_mm128 xx which contains values (xx3, xx2, xx1, xx0)
and I would like to do xx0 + xx1 + xx2 + xx3
right now, I can use :
xx = _mm_hadd_ps(xx, _mm_set_zero); // to get (0, 0, xx3+ xx2, xx1+xx0)
xx= _mm_add_ss(xx, _mm_shuffle_ps(xx,xx, _MM_SHUFFLE( 0, 0, 0, 1 )) );
Another way :
xx= _mm_add_ps(xx, _mm_movehl_ps(xx, xx));
xx= _mm_add_ss(xx, _mm_shuffle_ps(xx, xx, 1));
_mm_store_ss( &temp, xx );
Is there a better way? This seems a very common operation. Any plan to make it native?

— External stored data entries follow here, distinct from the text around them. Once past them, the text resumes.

PR #1575, opened 2026-03-07
Add 3MF importer and test coverage

AnshulPatil2005:
closes part of #1460 
Summary
Adds lib/export-3mf.test.ts with 15 tests covering the previously untested 3MF export functionality
Tests are split into tests that run without WASM (format metadata, ZIP structure, header options) and tests that require WASM (real manifold model exports)
What is tested
exportFormats metadata -> correct extension (3mf) and mimetype (model/3mf)
export-model integration -> supports() correctly recognizes 3mf and model/3mf, rejects unknown formats
ZIP structure -> output is a valid ZIP, contains required 3D/3dmodel.model and [Content_Types].xml entries
Header options ->default header contains ManifoldCAD.org, custom title/unit appear in model XML, default unit is millimeter
Real model exports ->cube, sphere, GLTFNode scene all export successfully with valid geometry (<vertices>, <triangles>)
Parent-child node hierarchy ->nested GLTFNode scenes export correctly and produce <component> references in the XML
Dispatch through export-model.toArrayBuffer -> correctly routes to the 3MF exporter via both extension and mimetype options


bindings/wasm/lib/export-3mf.test.ts
```diff
@@ -0,0 +1,206 @@
...
+  });
+
+  test('cube model XML contains vertices and triangles', async () => {
+    const script = `import {Manifold} from 'manifold-3d/manifoldCAD';\n` +
+        `export default Manifold.cube([1,1,1]);`;
+    const doc = await worker.evaluate(script);
+    const result = await toArrayBuffer(doc);
+    const files = unzipSync(new Uint8Array(result));
+    const modelXml = new TextDecoder().decode(files['3D/3dmodel.model']);
+    expect(modelXml).toContain('<vertices>');
```
elalish: I think some of these tests can be combined, like this one and the above. Less code for more testing is ideal.

bindings/wasm/lib/export-3mf.test.ts
```diff
@@ -0,0 +1,206 @@
...
+
+  test('exports a sphere', async () => {
+    const script = `import {Manifold} from 'manifold-3d/manifoldCAD';\n` +
+        `export default Manifold.sphere(10, 64);`;
+    const doc = await worker.evaluate(script);
+    const result = await toArrayBuffer(doc);
+    const files = unzipSync(new Uint8Array(result));
+    const modelXml = new TextDecoder().decode(files['3D/3dmodel.model']);
+    expect(modelXml).toContain('<vertices>');
+    expect(modelXml).toContain('<triangles>');
```
elalish: I think these tests might be tighter and simpler by making them round-trips - reimport the exported 3MF and then you have the JS APIs to test that the result is actually identical.

AnshulPatil2005: The round-trip tests currently export to GLB and reimport via importManifold to verify geometry using the JS API, since there's no 3MF importer. Was the intent to add a 3MF importer to enable a true 3MF round-trip, or the GLB round-trip sufficient here?

bindings/wasm/lib/export-3mf.test.ts
AnshulPatil2005: yes, on it.

bindings/wasm/lib/export-3mf.test.ts
elalish: oh, I forgot we were missing a 3MF importer - yes adding that would be ideal. Care to give it a shot? Should be simpler than GLB at least, since no need to worry about materials and properties.

AnshulPatil2005: Added a minimal 3MF importer (import-3mf.ts) to enable true round-trip tests. (One thing to note - importManifold can't be used directly here because it applies importTransform (scale×1000, rotate+90°) which is designed to convert GLTF's metres/Y-up to mm/Z-up. Since 3MF already stores geometry in mm/Z-up, that transform would corrupt the coordinates. Instead, gltfDocToManifold is called directly after importing, which verifies the geometry via the JS API without the unwanted coordinate conversion(also added this in the importer as comments)). I can integrate this fully into the import system (registering the 3MF importer and skipping importTransform for it), that could also be done.

tonious: If you integrate this into the importer system, it should transform to glTF style Y-up, 1 metre units.  This is because anything on the manifold side of that API boundary is expecting a conforming glTF document.  I don't want two code paths for 'conforming' or 'almost conforming' implementations.

AnshulPatil2005: I was thinking, I’ll keep this PR as test-only (no importer registration), so we don’t introduce a non-conforming importer path. Then I’ll open a follow-up PR to normalize 3MF to glTF conventions (Y-up, meters) and integrate it into the main importer system. If you’d prefer that integration in this PR instead, I can do that.

bindings/wasm/lib/import-3mf.ts
```diff
@@ -0,0 +1,111 @@
...
+  // the primitives (it calls getMaterial() on each primitive).
+  const defaultMaterial = doc.createMaterial();
+
+  const scene = doc.createScene();
+
+  // Find every <object> that has a <mesh> child and create one
+  // gltf-transform node per mesh.  Component objects (those with only
+  // <components>) are skipped; their transforms are all identity for
+  // geometry exported by manifoldCAD, so no information is lost.
+  const objectRe = /<object\b[^>]*>([\s\S]*?)<\/object>/g;
```
elalish: Instead of all this custom regex parsing, can we just use something like `fast-xml-parser` since 3MF is just another XML format? I think that'll make it easier to maintain.

bindings/wasm/lib/import-3mf.ts
```diff
@@ -0,0 +1,111 @@
...
+    const vertRe = /<vertex\b[^>]*>/g;
+    let vMatch: RegExpExecArray|null;
+    while ((vMatch = vertRe.exec(meshXml)) !== null) {
+      const tag = vMatch[0];
+      const x = tag.match(/\bx="([^"]+)"/)?.[1];
+      const y = tag.match(/\by="([^"]+)"/)?.[1];
+      const z = tag.match(/\bz="([^"]+)"/)?.[1];
+      if (x && y && z) positions.push(+x, +y, +z);
+    }
+    if (!positions.length) continue;
```
elalish: I don't see any parsing logic in here about mesh instances and transformations, but I'm pretty sure those exist in 3MF, and I believe we export them. I think if you make a test that exports several nodes that have the same manifold, you'll see.

bindings/wasm/lib/export-3mf.test.ts
elalish: Yeah, let's do it all here. I agree it'll get very confusing to have inconsistent conventions, and since the transforms are just part of the data and not actually applied to the verts yet, they'll just cancel out anyway.

AnshulPatil2005: okay, will do it here in this pr it self then

bindings/wasm/lib/import-3mf.ts
AnshulPatil2005: done

bindings/wasm/lib/import-3mf.ts
AnshulPatil2005: added it

AnshulPatil2005:
note ->I updated lockfile root version (3.3.2 -> 3.4.0) to match package.json

bindings/wasm/lib/import-3mf.ts
```diff
@@ -0,0 +1,290 @@
...
+    const y = toFiniteNumber(vertex.y);
+    const z = toFiniteNumber(vertex.z);
+    if (x == null || y == null || z == null) continue;
+
+    // 3MF is mm/+Z-up. Convert to glTF m/+Y-up by applying:
+    // scale = unitToMeters and rotation = -90 degrees around X.
+    const xf = x * unitToMeters;
+    const yf = y * unitToMeters;
+    const zf = z * unitToMeters;
+    positions.push(xf, zf, -yf);
```
elalish: There's no need to do all this computation - the `GLTFTransform.Document` also supports transforms, so you can simply apply a top-level transform once to the whole tree. Conveniently, we'll apply the inverse transform when pulling it into Manifold's data structures, and if we're careful we should be able to see that the composed transform is then the identity and avoid ever transforming the verts.

bindings/wasm/lib/export-3mf.test.ts
```diff
@@ -0,0 +1,163 @@
...
+// distributed under the License is distributed on an "AS IS" BASIS,
+// WITHOUT WARRANTIES OR CONDITIONS OF ANY KIND, either express or implied.
+// See the License for the specific language governing permissions and
+// limitations under the License.
+
+import * as GLTFTransform from '@gltf-transform/core';
+import {unzipSync} from 'fflate';
+import {afterEach, beforeAll, expect, suite, test} from 'vitest';
+
+import {exportFormats, toArrayBuffer} from './export-3mf.ts';
```
elalish: For readability below, can we not destructure these, or else rename them to somehow include `3MF`? It's unclear when reading the tests where 3MF is being specified.

bindings/wasm/lib/export-3mf.test.ts
```diff
@@ -0,0 +1,163 @@
...
+        const script = `import {Manifold} from 'manifold-3d/manifoldCAD';\n` +
+            `export default Manifold.cube([100,100,100]);`;
+        const doc = await worker.evaluate(script);
+        const result = await toArrayBuffer(doc);
+        expect(result).toBeInstanceOf(ArrayBuffer);
+        expect(unzipSync(new Uint8Array(result))['3D/3dmodel.model'])
+            .toBeDefined();
+
+        const model = await importManifold(result, {mimetype: 'model/3mf'});
+        worker.cleanup();
```
elalish: Is this what's causing your tests to fail? Is it necessary given this is included in `afterEach`?

bindings/wasm/lib/export-3mf.test.ts
```diff
@@ -0,0 +1,163 @@
...
+        expect(model.volume()).toBeCloseTo(100 * 100 * 100, 1);
```
elalish, line 104: I believe we can tighten this test - for export/import round-trip we shouldn't be changing anything, so let's verify that the triVerts arrays are identical before and after. We can also check each vert position - maybe not exactly, but with a very small tolerance, which will depend on how much precision we use in our 3MF export, since the order of everything should be identical.

bindings/wasm/lib/export-3mf.test.ts
```diff
@@ -0,0 +1,163 @@
...
+            `export default parent;`;
+        const doc = await worker.evaluate(script);
+        const result = await toArrayBuffer(doc);
+        const files = unzipSync(new Uint8Array(result));
+        const modelXml = new TextDecoder().decode(files['3D/3dmodel.model']);
+        expect(modelXml).toContain('<vertices>');
+        expect(modelXml).toContain('<triangles>');
+        expect(modelXml).toContain('<component');
+
+        const model = await importManifold(result, {mimetype: 'model/3mf'});
```
elalish: Good test - looks like it caught something. Does this have something to do with the `no <build>` logic I saw you adding? It's always possible there's an error in the 3MF exporter too - curious what you find.

AnshulPatil2005: I checked this and it’s not from the no build path for normal round-trips.

export-3mf is emitting build items as expected. The issue was importer-side: I was doing per-vertex normalization. I changed that to a single top-level node transform (units + up-axis), and kept no <build> only as a fallback.

bindings/wasm/lib/export-3mf.test.ts
AnshulPatil2005: yea,I removed the explicit worker.cleanup() from the test body and now rely only on afterEach cleanup. It doesn’t look like the root cause of the failures, but this avoids double-cleanup so makes it cleaner.

bindings/wasm/lib/import-model.ts
```diff
@@ -458,8 +464,7 @@ function meshesToManifold(meshes: Array<Mesh>, tolerance?: number): Manifold {
     // We have a manifold object, but it is in the local coordinate system of
     // the original glTF-transform node.  Find that node, and transform it back
     // if possible.
-    const sourceMesh = mesh2mesh.get(mesh);
-    const sourceNode = sourceMesh ? mesh2node.get(sourceMesh) : null;
+    const sourceNode = mesh2sourceNode.get(mesh) ?? null;
```
elalish: Why is this needed? It seems like an extra map that contains the same info as the existing ones, but maybe I'm missing something?

bindings/wasm/lib/export-3mf.test.ts
```diff
@@ -0,0 +1,192 @@
...
+        expect(Array.from(roundTripMesh.triVerts))
+            .toEqual(Array.from(sourceMesh.triVerts));
+
+        const sourcePositions = meshToVec3Array(sourceMesh);
+        const roundTripPositions = meshToVec3Array(roundTripMesh);
+        expect(roundTripPositions.length).toBe(sourcePositions.length);
+        for (let i = 0; i < sourcePositions.length; ++i) {
+          for (let j = 0; j < 3; ++j) {
+            expect(Math.abs(roundTripPositions[i][j] - sourcePositions[i][j]))
+                .toBeLessThan(1.0e-5);
```
elalish: To avoid repetition, how about a function called `expectMeshesMatch`? In fact, I wonder if we have or need something like that in the glTF tests? In any case it should be available to both.

bindings/wasm/lib/import-model.ts
AnshulPatil2005: The extra map was a workaround for instancing: mesh2node was Map<GLTFMesh, GLTFNode>, so shared meshes overwrote earlier node entries and we lost per-instance transforms but your point is correct, I removed mesh2sourceNode and instead changed mesh2node to Map<GLTFMesh, GLTFNode[]>, then consume those nodes in order in meshesToManifold(). That keeps instance transforms correct without extra map.

bindings/wasm/lib/export-3mf.test.ts
AnshulPatil2005: it is shared via test/util.ts; 3MF uses expectMeshesMatch and is available for dlTF tests too.

AnshulPatil2005:
@elalish how does it look now ?

bindings/wasm/lib/import-model.ts
elalish: Ah, okay. Honestly I think now your first way may have been clearer after all. Perhaps a comment is all that's needed. 

Anyway, this all looks good to me, though I'd like to know if @tonious has any feedback.

AnshulPatil2005: Yea, was confused on the decision but implemented it as it prevented extra map at the cost of a small confusion.

elalish:
ugh, sorry - mind updating package-lock to fix the conflict? Then we can merge this.

AnshulPatil2005:
> ugh, sorry - mind updating package-lock to fix the conflict? Then we can merge this.

done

Also, how about sum up numbers in more than one registries?
the second requires 1 + 3 + 1 + 3 cycles (again without the store)
here's another one, if you have xx in memory:
[cpp]xx = (xx + xx) + (xx + xx)[/cpp]It requires 3 + 1 + 3 cycles (without the loads and stores). But in this case the loads are probably going to make a difference so that one of the above should be faster.
In general, horizontal operations are not what SIMD is for. That's why your last question is so important. When you have more numbers to sum up you can do as many vertical adds as you have registers. E.g. you have have four __m128 registers a, b, c, and d. Then first you do
[cpp]_mm_add_ps(_mm_add_ps(a, b), _mm_add_ps(c, d));[/cpp]and then one of your hadd implementations. This is now much faster than the scalar equivalent.